Monthly Archives: July 2009

Iconoclast: A Neuroscientist Reveals How to Think Differently

Because i really enjoyed managing humans i bought another book mentionned by Joel Spolsky: Iconoclast: A Neuroscientist Reveals How to Think Differently. This book would be an excellent read at the pool on a holiday location, but at home it was nothing more than an entertaining read. Not really recommended.

Small modification to achieve better modularity with Prism

I have been experimenting with WPF and Prism (Composite Application Guidance for WPF and Silverlight) and ran into a major issue: modularity. Here is an excerpt from the documentation:

Modules have explicit boundaries, typically by subsystem or feature. Having these boundaries makes it easier for separate teams to develop modules. On large applications, teams may be organized by cross-cutting capabilities in addition to being organized by a specific subsystem or feature. For example, there may be a team assigned to shared components of the application, such as the shell or the common infrastructure module.

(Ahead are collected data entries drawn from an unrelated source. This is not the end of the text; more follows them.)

Issue #1038, opened 2017-11-15
p4c-graphs back end produces combinatorial explosion of parse states


jafingerhut:
[tmp-parser.p4.txt](https://github.com/p4lang/p4c/files/1475415/tmp-parser.p4.txt)
[parserI.dot.txt](https://github.com/p4lang/p4c/files/1475416/parserI.dot.txt)

If there are N ways to reach a parse state X, the p4c-graphs back end creates N copies of X in the dot file of the parser.

A small example of this is the sample dot file parserI.dot.txt attached to this issue, produced from the P4_16 source program tmp-parser.p4.txt with this command:
```
p4c-graphs -I path/to/my/p4c/p4include tmp-parser.p4.txt
```
Note that parse_tcp and parse_udp appear twice in the graph.  Ideally they should appear only once.

This combinatorial explosion is small in this example, but makes the dot file pretty much useless for larger parsers with many ways to reach the same parse state (e.g. hundreds).

jafingerhut:
I have tested with the fix now merged in, and things are much better.  Thanks!

PR #1044, opened 2017-11-17
fix for 1038

c3m3gyanesh:


c3m3gyanesh:
#1038

jafingerhut:
I tried this out, and while it is better in avoiding creating duplicate nodes for the same parser state, it creates duplicate edges between those parser states if there are multiple ways to reach the state.  Try running with these changes on the sample program tmp-parser.p4.txt on issue #1038 and you will see 2 arcs labeled 'default' out of parser states parse_tcp and parse_udp.

Also, I ran this modified version on a much larger parser, and it seems to have some kind of larger-than-linear time slowdown when there are multiple ways to reach a parser state.  That is a guess on my part, but there is no reason that the run time should be anything other than linear.  Once a parser state has had a node created, and arcs creates out of it or into it, there should be no reason to do any further processing on that node again, except to determine "I've been here, done that."

c3m3gyanesh:
@jafingerhut I have added another commit in a similar manner by restricting duplicate edges. Let me know if it fixes the issue at hand.
Regarding time taken to generate parser graphs, I am not sure why it is becoming slower. It will be helpful if you can point to any p4 file to test and verify. Also if you have any approach in mind to address the issue in parser graph generation, then we can discuss on that. It will be really helpful to improve the code.

jafingerhut:
[issue1038-parser2.p4.txt](https://github.com/p4lang/p4c/files/1488637/issue1038-parser2.p4.txt)

@c3m3gyanesh I have attached another example program to this comment.  I tried it out with your latest changes, and it also produces many duplicate edges.

In general, I would recommend doing something like a depth-first search of the parse graph (and this should work for control flow graphs of control blocks, too).  Remember for each node whether you have already visited it or not. If you haven't, mark it visited, and proceed as normal.  If you have visited it already, return immediately without doing anything.  This way, if there is more than one way to reach a node in a graph, you only do 'work' for it one time, not many times.

With such a 'visited' state for each node, there should be no reason to keep any other data structures to check whether you have generated a node or edge before -- you will never do it, without having to check anything other than 'visited'.

c3m3gyanesh:
@jafingerhut Thanks for the detailed input. I added "visited" state to the vertex and checking it before traversing the state. [issue1038-parser2.dot.txt](https://github.com/p4lang/p4c/files/1490935/issue1038-parser2.dot.txt)
If the current commit doesn't satisfy any other corner scenario, please let me know.
Also as we are not using the add_unique_edge() api, should i delete it, or we can keep it for future use?

jafingerhut:
Much faster now on a larger parser with many ways to reach the same state!

I have a couple of other programs that it is failing to produce correct results on, e.g. one with a loop in the parser because of parsing header stacks (it is not showing the parser loop in the graph), and it is crashing on a version of switch.p4 auto-translated from P4_14 to P4_16 for reasons I don't know yet -- I can file separate issues for those, if you prefer.  I will link to their source code here in case you want to work on fixing those for this issue, too:

Parser with several loops in the parse state graph:
https://github.com/p4pktgen/p4pktgen/blob/master/p4_programs/tcp-options-parser2.p4

switch.p4 auto-translated from P4_14 to P4_16 (also has parser loops):
https://github.com/p4pktgen/p4pktgen/blob/master/p4_programs/switch-p416.p4

This hand-edited version of switch-p416.p4 above that has had the parser loops commented out.  This one does not give an error when run with the latest code you have checked in for p4c-graphs, so the crash on the previous version might be due to those loops:
https://github.com/p4pktgen/p4pktgen/blob/master/p4_programs/switch-p416-nohdrstacks.p4

mbudiu-vmw:
You should try to run it on all the P4 programs in the testdata folders.

c3m3gyanesh:
@jafingerhut  Yes. Loops won't work with this current implementation. But i didn't realize we can have loops in parser too (restricted by p4 constructs). It will be better to follow up with a different bug or an enhancement for parser graph. Thanks for these detailed insights.

@mbudiu-vmw I will try to run with more number of p4 files. But it is difficult to validate the correctness of the graphs after generating them as to do that we need to go through the parsing logic for each p4 file and compare with the corresponding graphs. I would suggest if we can have some specific P4 files which target the corner cases (e.g. p4 files identified in this conversation) and put them inside p4c-graphs in git, then these can act as our base test cases for any further changes in the code.

mbudiu-vmw:
Maybe you should use the ParserCallGraph.cpp file from the front-end. It computes the call graph of the parser. Then you just have to visit each node and edge in the callgraph and dump it. The call graph has methods for depth-first traversal too.

jafingerhut:
@c3m3gyanesh Loops between states in a parser are the only kind of loop allowed in P4_16, and probably P4_14 as well.  They pretty much go hand in hand with header stacks -- it is difficult to extract into a header stack without a loop in a parser, and it is difficult to take advantage of a loop in a parser without header stacks.

mbudiu-vmw:
This is superseded by #1085, so I will close it.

The Modularity quick start solution uses the DirectoryModuleCatalog to discover modules. The module projects have a build event that copy their output to a single Modules folder:

xcopy "$(TargetDir)*.*" "$(SolutionDir)DirectoryLookupModularity\$(OutDir)Modules\" /Y

This means that if two modules output a file with the same name, one of the two will get lost :( . In order to avoid this we create a directory per module:

xcopy "$(TargetDir)*.*" "$(SolutionDir)DirectoryLookupModularity\$(OutDir)Modules\$(TargetName)\" /Y

To make this work we have to modify the catalog a little:

protected override void InnerLoad()
{
 if (string.IsNullOrEmpty(this.ModulePath))
 throw new InvalidOperationException(Resources.ModulePathCannotBeNullOrEmpty);

 if (!Directory.Exists(this.ModulePath))
  throw new InvalidOperationException(string.Format(CultureInfo.CurrentCulture, Resources.DirectoryNotFound, this.ModulePath));

 foreach (var assemblyFile in Directory.GetFiles(this.ModulePath, "*.dll", SearchOption.AllDirectories))
 {
  var privateBinPath = Path.GetFullPath(Path.GetDirectoryName(assemblyFile));
  var childDomain = this.BuildChildDomain(AppDomain.CurrentDomain, privateBinPath);

  try
  {
   var loaderType = typeof(InnerModuleInfoLoader);
   if (loaderType.Assembly == null) continue;
   var loader = (InnerModuleInfoLoader)childDomain.CreateInstanceFromAndUnwrap(loaderType.Assembly.Location, loaderType.FullName);
   loader.LoadAssembly(assemblyFile);
   this.Items.AddRange(loader.GetModuleInfos());
  }
 }
finally
{
  AppDomain.Unload(childDomain);
 }
}

As long as we don’t use (unsigned and different) assembly files with the same name in different modules we will have a working solution.

Enterprise Integration Patterns: Designing, Building, and Deploying Messaging Solutions

A while ago we had a session on messaging at ALT.NET Belgium and it was then that i decided i should order my copy of Enterprise Integration Patterns: Designing, Building, and Deploying Messaging Solutions. I found first half of the book pretty interesting but got bored around chapter 8 and skipped some sections from there. All in all this book this book is pretty good and if you know a thing or two about TCP/IP implementations you might even recognize some patterns in a different problem space.